Ice Melting Rates With Salt
Most recent answer: 10/22/2007
- Michael (age 11)
Your experimental outcome sounds more plausible and is easier to explain than the other one. (but see http://van.physics.illinois.edu/qa/listing.php?id=13496 for why the opposite can also happen)
Dissolving salt in water lowers the temperature at which the water freezes, or at which the ice melts. Salt, when placed on top of a melting ice cube, will dissolve in the little bit of water that melts first, and the dissolved salt lowers the melting temperature of the ice it's in contact with.
Melting ice takes heat energy from the surroundings -- 80 calories per gram of water, salt or no salt. The rate at which the ice melts depends on the rate at which heat energy flows in. Heat flows by conduction, convection, and radiation, and the flow rate depends on lots of external factors. You can change the heat flow rate by adding insulation, by moving the air with a fan, or by changing the temperature of the surroundings, among other things. A properly controlled experiment has all factors the same for the ice cube with the salt and for the ice cube without the salt, so that the effect just of the salt can be determined. If more than one factor is changed, one is never sure which factor caused the difference in the outcome.
Heat travels from hot stuff to cold stuff, and the greater the temperature difference, the faster the heat transfer will be. If the ice has salt on it, it will melt at a lower temperature, and will be colder than ice melting without salt on it.
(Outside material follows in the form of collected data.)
PR #16090, opened 2018-09-25
configure Traefik to support fandom.com

ghost:
Per conversation with @pwojcik86 , I've decided to reconfigure Traefik to support `fandom.com` domain in the same way it supports `wikia.com`.

https://wikia-inc.atlassian.net/browse/SUS-5843

### DIFF
--- a/docker/sandbox/sandbox.template.yaml
+++ b/docker/sandbox/sandbox.template.yaml
@@ -166,7 +166,7 @@ metadata:
     kubernetes.io/ingress.class: traefik
 spec:
   rules:
-    - host: "${SANDBOX_NAME}.wikia.com"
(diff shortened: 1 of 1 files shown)


docker/sandbox/sandbox.template.yaml
```diff
@@ -166,7 +166,7 @@ metadata:
     kubernetes.io/ingress.class: traefik
 spec:
   rules:
-    - host: "${SANDBOX_NAME}.wikia.com"
+    - host: "${SANDBOX_NAME}.wikia.com", "${SANDBOX_NAME}.fandom.com"
```
pwojcik86: I just checked this manually, and it won't work. You need to create a separate entry.

pwojcik86 (changes requested):

pwojcik86 (approved):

Heat will then travel faster from the warm air to the colder ice than to the warmer ice.
The salt will only affect that part of the ice with which it comes into contact. It may make a little pool of saltwater on the top face of the ice cube, which will "dig into" the ice cube. This is a common observation -- if I sprinkle salt crystals on ice on the sidewalk in the winter, it will look like the salt crystals dig little holes in the ice.
(published on 10/22/2007)
Follow-Up #1: salt melting ice
- Gemma (age 14)
South West England
To be sophisticated, you should try this at several different temperatures.
Perhaps I shouldn't say anything about what results to expect, but it's tempting to say a little. There's a temperature range (on the cold side) where the salt-free ice just won't melt but the salted ice will. We talk about the reason in lots of answers here. On the other hand, when the temperature is high enough to melt the ice without salt, you may find more complicated effects. The melting rate can depend on how the ice sits in the melted water, and that depends on whether you have salt as well as what type of dish it sits in.
(published on 10/22/2007)
Follow-Up #2: ice and salt
- Sam (age 15)
(published on 05/16/2009)
Follow-Up #3: melting salty ice
- james (age 11)
pleasant hill calif
The main point is that salt causes ice to melt at a lower temperature than it would without salt. That's why salt is sprinkled on icy streets- to melt the ice. So the frozen salt water, which has little pockets of salt scattered around near the ice, melts at lower temperature (and thus sooner) than pure ice.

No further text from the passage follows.